04/30/2008: A Bayesian Decision Theoretic Framework for the Detection of Spatial Clustering of Non-Infectious Diseases

Albert Kim

Often media reports of a large number of cases of a disease within a small geographic area stoke public demand for investigation by health officials. The detection of such spatial clustering of diseases can be cast as a statistical problem for which numerous methodologies have been developed.

One popular method is the method of Kulldorff where multiple circles (whose radii are defined by population size) are superimposed onto a map of the study region. For each circle, the observed number of cases is compared to the expected number of cases, with circles with more cases than expected being labeled as potential clusters. Measures of the statistical significance of the excesses are obtained via Monte Carlo simulation under the null hypothesis. However, this method is frequentist in nature and hence suffers from drawbacks due to miscalibration of p-values and multiple testing.
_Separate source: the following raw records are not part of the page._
PR #996, opened 2022-08-19
Refresh coat of paint after freeing the king in an avatar path

libraryaddict:
After freeing the king in an avatar path, our coat of paint modifiers will change as it is a seeded item.

To my knowledge, this may be the only item that does so.


libraryaddict:
Tests need to be rerun, looks to have failed from a non-test?

src/net/sourceforge/kolmafia/KoLmafia.java
```diff
@@ -939,6 +939,7 @@ public static final void resetAfterAvatar() {
     RequestThread.postRequest(new CharSheetRequest());
     InventoryManager.checkPowerfulGlove();
     InventoryManager.checkDesignerSweatpants();
+    InventoryManager.checkCoatOfPaint();
```
Veracity0, line 942: Why? KoLmafia.refreshSessionData has:

```
    // Check items that vary per person
    // These won't actually generate a server hit if the item
    // has been seen at its current modifiers
    InventoryManager.checkNoHat();
    InventoryManager.checkJickSword();
    InventoryManager.checkPantogram();
    InventoryManager.checkLatte();
    InventoryManager.checkSaber();
    InventoryManager.checkCoatOfPaint();
    InventoryManager.checkUmbrella();

    // Items that conditionally grant skills
    InventoryManager.checkPowerfulGlove();
    InventoryManager.checkDesignerSweatpants();
```
KoLMafia.resetAfterAvatars has:
```
    // Clear skills first, since we no longer know Avatar skills
    KoLCharacter.resetSkills();
    RequestThread.postRequest(new CharSheetRequest());
    InventoryManager.checkPowerfulGlove();
    InventoryManager.checkDesignerSweatpants();
```
The fresh coat of paint does not offer conditional skills, does it?
It provides four randomly generated modifiers.
Do those change when you cease to be an avatar?

libraryaddict: When I exit grey you, I no longer have +5 fam weight and other enchants on my shirt.
But mafia doesn't recognize this, and until I manually visit the page, it constantly tells me that fam weight is wrong.

Just occurs to me that Voting Booth may also be effected, and operation patriot shield could also be effected.
I can't test voting booth.

Veracity0: Ok.

Veracity0 (approved):

PR #997, opened 2022-08-19
Make HolidayDatabase testable

gausie:
This branch started as an attempt to fix issues with running tests in a significant time zone difference to the USA (@libraryaddict is in New Zealand). It became clear that using Date was not going to sufficiently handle our requirements around timezones, so I've moved HolidayDatabase to use ZonedDateTime instead. This is actually really nice since we frequently use two different "timezones" in mafia - "Rollover" time and Arizona time.

Calendar and Date, while not officially deprecated, are declared as legacy - and in writing this PR I can see why! We're in a much better place now with our handling of time. I've left local reporting of dates and times (like for logging) alone at the moment, but everything else is moved over. I also used our mockable "now" getter in more places, which will make that code more testable in future.


src/net/sourceforge/kolmafia/persistence/HolidayDatabase.java
```diff
@@ -294,31 +257,29 @@ public static final void setMoonPhases(final int ronaldPhase, final int grimaceP
 
       // Adjust the new year by the appropriate number of days.
 
-      HolidayDatabase.NEWYEAR += phaseError * MS_PER_DAY;
-      HolidayDatabase.BOUNDARY += phaseError * MS_PER_DAY;
-      HolidayDatabase.COLLISION += phaseError * MS_PER_DAY;
+      HolidayDatabase.NEWYEAR.plusDays(phaseError);
```
gausie, line 260: Oh this is non mutating so I need to fix this tomorrow. Though I don't quite understand what's going on here anyway

gausie: I do understand what's going on here now (there is a very helpful comment above! It seems that my changes make the first two points handled already. So now this code only exists for handling an incorrect system clock - with that in mind, am of a mind to remove this code. I'd be interested in hearing from other @kolmafia/staff, in particular @Veracity0

gausie: I would be tempted to add a message to the console if the HolidayDatabase's calculated day number doesn't match with the daynumber reported by api.php and leave it at that. Or simply warn that you must have your system clock wrong if the moon phases are not what we expected!

midgleyc (approved):
I think it's fine.

The comment also mentions that time changes at rollover, not Arizona time, but that the code assumes Arizona. Now that we have separate timezones for rollover and Arizona could (does?) the code use rollover instead?

gausie:
> I think it's fine.
> 
> The comment also mentions that time changes at rollover, not Arizona time, but that the code assumes Arizona. Now that we have separate timezones for rollover and Arizona could (does?) the code use rollover instead?

It does already. Very little uses arizona time now - UMD, December, Monday (for gar-ish), Tuesday Ruby

PR #1001, opened 2022-08-20
feat: warn with dinodollars at Ralph

midgleyc:
Not sure whether the dinodollars go away, or the shop goes away, or the shop contents don't go away, but I think warning is a good idea if that's right.

The shop is `whichshop=dino`, though.

### DIFF
--- a/src/net/sourceforge/kolmafia/request/RelayRequest.java
+++ b/src/net/sourceforge/kolmafia/request/RelayRequest.java
@@ -923,6 +923,31 @@ public class RelayRequest extends PasswordHashRequest {
       return true;
     }
 
+    // In Fall of the Dinosaurs, you will lose access to the Dinostaur and can therefore not spend
+    // your dinodollars
+
+    if (KoLCharacter.inDinocore()) {
+      if (InventoryManager.getCount(ItemPool.DINODOLLAR) <= 0) {
+        return false;
+      }
+
+      String warning =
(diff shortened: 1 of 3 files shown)


gausie:
The problem with this is that there's nothing really to spend them on that isn't also a quest item, unless you have hundreds

midgleyc:
You could grab some DNAde for the basement, or the shirts for a low-shiny account combat rate adjustment?

src/net/sourceforge/kolmafia/request/RelayRequest.java
```diff
@@ -923,6 +923,31 @@ public boolean sendBreakPrismWarning(final String urlString) {
       return true;
     }
 
+    // In Fall of the Dinosaurs, you will lose access to the Dinostaur and can therefore not spend
+    // your dinodollars
+
+    if (KoLCharacter.inDinocore()) {
```
Veracity0, line 929: How about some tests in RelayRequestWarningsRequestTest?
RelayRequest.sendBreakPrismWarning has a warning for leaving Robocore for a similar reason.
No tests for Kingdom of Exploathing and Plumber paths, alas. for 

That whole file could used some @Nested classes - and Cleanups.

Veracity0 (changes requested):

Veracity0 (approved):

PR #1004, opened 2022-08-21
fix: mistranslated method in r26667

midgleyc:
There are bug reports that something maximizer-related has started breaking on https://github.com/kolmafia/kolmafia/commit/f9a268c62529d240a27c701cd3f27740adc5506f, so I took a closer look.

All I could find that appeared to have changed is folder-related: this method checked the currently equipped item instead of the passed-in item, and ValhallaManager checks all folders instead of the first 3 (though the latter two should be null, so it should wash out).


gausie (approved):
Didn't even notice it said FOLDER3!!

04/23/2008: A semi-parametric regression approach for time-dependent ROC curve using non-parametric transformation model

Nan Hu

Receiver operating characteristic (ROC) curves are commonly used for visualizing sensitivity and specificity of a continuous biomarker (or diagnostic test result), Y, for a binary disease outcome D. In practice, however, many disease outcomes depend on time. Therefore it is appropriate to derive the corresponding ROC curves that changes as a function of time. Recently, the ROC analysis has been extended to the time-to-event outcome data, including the nonparametric propose approach by Heagerty et.al (2000), and semi-parametric approach by Heagerty and Zheng (2005). However, none of these approaches incorporate covariates, and cannot be used to estimate time-dependent ROC curves adjusted for covariates. More recently, Song and Zhou (2008) proposed a semi-parametric regression approach for covariate-specific ROC curve for time-to-event outcome, but their method has strong assumption of proportionality in hazard. In this study, I propose a new semi-parametric method for estimating the time-dependent ROC curve based on non-parametric transformation model of event time. Since the transformation model neither assumes the distribution of error term, nor requires the specification the transformation function (other than the requirement of monotonicity), the proposed approach is more general and has a large extend of flexibility in model specification.

04/16/2008: Estimating ROC curves in the presence of covariates

Bharat Rajan

Receiver operating characteristic (ROC) curves are commonly used statistical tools to study the classification accuracy of diagnostic tests for ordinal-scale rating data. ROC curves can be estimated using either a discrete or a smooth ROC curve, with latter being preferred. Several methods based on binormal ROC form have been proposed in the literature to estimate a smooth ROC curve. However, most commonly used methods do not work in the presence of covariates, fail with degenerate data, or make strong assumptions. In this paper, we propose a new semi-parametric direct regression method with a general link function to estimate a smooth ROC curve in presence of covariates that works with degenerate data. The area under the curve (AUC) is one of the well-accepted summary measure for assessing the overall accuracy of the ROC curve. Methods currently used, estimate the AUC indirectly by first estimating the parameters of the ROC curve, leading to several nuisance parameters, and loss in efficiency, with no clear interpretation in terms of the AUC. We also propose a new regression for the non-parametric AUC measure of ordinal-scale tests in presence of discrete and continuous covariates, which works even with degenerate datasets. Simulation studies using different ROC models were used to compare the new methods with existing methods in terms of integrated bias and integrated mean square error over the entire ROC curve for the ROC regression, and percent bias and mean square error for the AUC regression. The results from the simulation studies suggest that the proposed methods has smaller bias and mean square error compared to other methods, and works well in the presence of covariates and with degenerate data. The proposed method were applied to the carotid vessel study and staging of prostate cancer study to investigate the effects of covariate on the AUC values and ROC curve.

04/09/2008: Panel Discussion – Finding a Thesis Adviser/Topic

This week will feature a panel discussion and question/answer session about the sometimes intimidating process of finding a thesis adviser/topic. The event will be students-only, and home-baked brownies will be provided; don’t miss out!

04/02/2008: HIV-1 genetic diversity in the female genital tract

David Lockhart

The HIV infecting two tissues in the body may represent a single randomly mixing population or may be compartmentalized into reproductively isolated groups.  We examine local variation within 3 siteson the cervix relative to the blood of 8 women. Genetic diversity in the two compartments were compared using the pooled means test of Gilbert & Rossini. Compartmentalization was determined using the permutation method of Slatkin & Maddison. Homogeneity of viral sequences from the different cervical sites was examined using randomization tests.  We hypothesize that apparent compartmentalization occurs as a result of bursts of monoclonal replication. We defined a burst as 5 or more sequences each within a distance of .01 of each other. Identification of such bursts requires the enumeration of maximal cliques of a graph of their relationships. This enumeration is computationally intensive, but Du et al give an algorithm that works well for sparse graphs.